Considering how MS, Apple and others have attacked Linux, and Andriod, it should be painfully obvious that MS is using this approach to totally control the user. MS does not want a repeat of their mobile phone falling off the map. If you are a Windows user, you might just ignore this, but you also might have a few problems installing Windows 9 on a computer with Windows 8.

1
1
Anonymous Coward

I like Bootcamp and i like Apple hardware...

but I haven't managed to get AROS running on one yet.....

2
0
Megaphone

@ClueShell

I have read the spec you mentioned. These your statements are wrong:

"The spec mandates that there must be a method to clear the platform and enter 'Setup Mode' again if the keys are lost. This most likely requires re-seating a jumper or something similar to assert 'somebody is really physically at the hardware'."

What's said there is different from your version:

27.5.2 Clearing The Platform Key

The platform owner clears the public half of the Platform Key (PKpub) by calling the UEFI Boot Service SetVariable() with a variable size of 0 and resetting the platform.
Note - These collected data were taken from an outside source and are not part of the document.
PR #126, opened 2025-05-25
WIP: getBlockCommitment and getSupply implementation: untested

Ozodimgba:
is BlockCommimentCache populated on Surfpool, that will be a better way to get the commitment...either way I simulated it...would like to hear opinions @lgalabru 

the second question is in the get_supply();
```
// get bank to access capitalization (total supply)
// in agave: bank.capitalization() returns total SOL supply, simulate in surfpool? or get from remote rpc
```

### DIFF
--- a/.cursor/mcp.json
+++ b/.cursor/mcp.json
@@ -1,0 +1,8 @@
+{
+    "mcpServers": {
+      "surfpool": {
+        "command": "./target/release/surfpool",
+        "args": ["mcp"]
+      }
+    }
+  }
--- a/Cargo.lock
+++ b/Cargo.lock
@@ -775,6 +775,72 @@ source = "registry+https://github.com/rust-lang/crates.io-index"
 checksum = "ace50bade8e6234aa140d9a2f552bbee1db4d353f69b8217bc503490fc1a9f26"
 
 [[package]]
+name = "axum"
+version = "0.8.4"
+source = "registry+https://github.com/rust-lang/crates.io-index"
+checksum = "021e862c184ae977658b36c4500f7feac3221ca5da43e3f25bd04ab6c79a29b5"
+dependencies = [
+ "axum-core",
+ "axum-macros",
+ "bytes 1.10.1",
+ "form_urlencoded",
+ "futures-util",
+ "http 1.2.0",
+ "http-body 1.0.1",
+ "http-body-util",
+ "hyper 1.6.0",
+ "hyper-util",
+ "itoa",
+ "matchit",
+ "memchr",
+ "mime",
+ "percent-encoding 2.3.1",
+ "pin-project-lite",
+ "rustversion",
+ "serde",
+ "serde_json",
+ "serde_path_to_error",
+ "serde_urlencoded",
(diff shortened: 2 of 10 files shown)


MicaiahReid:
We don't currently have a strong concept of commitment levels for blocks. We do have something close for transactions.

 - A transaction is mark `processed` as soon as it's received and executed.
 - It's marked `confirmed` at every slot interval when we make a "block"
 - It's marked `finalized` every [FINALIZATION_SLOT_THRESHOLD](https://github.com/txtx/surfpool/blob/4d8359267a97ec7b2318be38dbb084f82264ff4d/crates/core/src/surfnet/mod.rs#L55) slots. (Currently this is set to every 31 blocks)

I think I like the approach you're using of just having some sensible defaults and basing this off the age of the block being requested as compared to the latest absolute slot.

Whenever the slot age reaches `FINALIZATION_SLOT_THRESHOLD` slots old, it should be 100% staked, and we can have every slot reaching up to that age slowly become more staked, similar to what you have.

Additionally, I believe we should be checking mainnet if the slot queried is before what's in our block store.

So that would mean:
 - first check the requested slot and see if it's less than the smallest slot we have in our block store
   - if so, forward the RPC request to mainnet and return that response, since we won't have data on those older slots
   - if not, implement the algorithm discussed above

---

Side note for @lgalabru: 
I do wonder if we should instead return some clearly "nonsense" data, since we don't actually have a concept of commitment, and I find it doubtful that users should be using surfpool for such consensus related RPCs.

MicaiahReid:
For the problem of calculating the total supply, here are my thoughts. I could be making some incorrect assumptions here, so feel free to push back @Ozodimgba or @lgalabru.

The supply results are composed of:
 1. Total supply - this value shouldn't be changed by surfpool, as we don't have any inflation mechanism to mint new SOL
 2. Non Circulating supply - this value _could_ be changed by surfpool, if one of the non-circulating-supply accounts is deposited into
 3. Circulating supply - just `total_supply - non_circulating_supply`
 4. Non Circulating Accounts - this value shouldn't be be changed by surfpool, I think

So I could see a solution where we: query the remote `getSupply` on startup, and store the total supply + non-circulating accounts on startup.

If the platform is in setup mode, then the empty variable does not need to be authenticated. If the platform is in user mode, then the empty variable must be signed with the current PKpriv; see Section 7.2 for details.

This means that once platform is in "user" mode with MS keys, you're screwed.

0
0

Eh?

Surely people should be arguing with mobo manufacturers, not Microsoft. You can't really expect them to require a feature that isn't in their interests. Mobo manufacturers will want to give the option to turn it off as it requires no work from them and makes their boards more valuable.

3
8
Bronze badge
Meh

@ Tom 15

That is a bit naive. MS will pressurise manufacturers NOT to allow the feature to be turned off.

MS have massive power over device makers. Their threat is to withdraw discounting the cost of Windows to OEM PC makers who need to buy copies in bulk. No mainstream PC maker can stand up to that threat. In turn, that threat goes back to component makers.

And it is no good the mobo maker building in a disable switch (hardware or code) because the PC maker would not pass it on to the end user if MS demand otherwise. The PC maker could disable any hardware switch by solder link; and a code could simply be binned after they have installed Windows.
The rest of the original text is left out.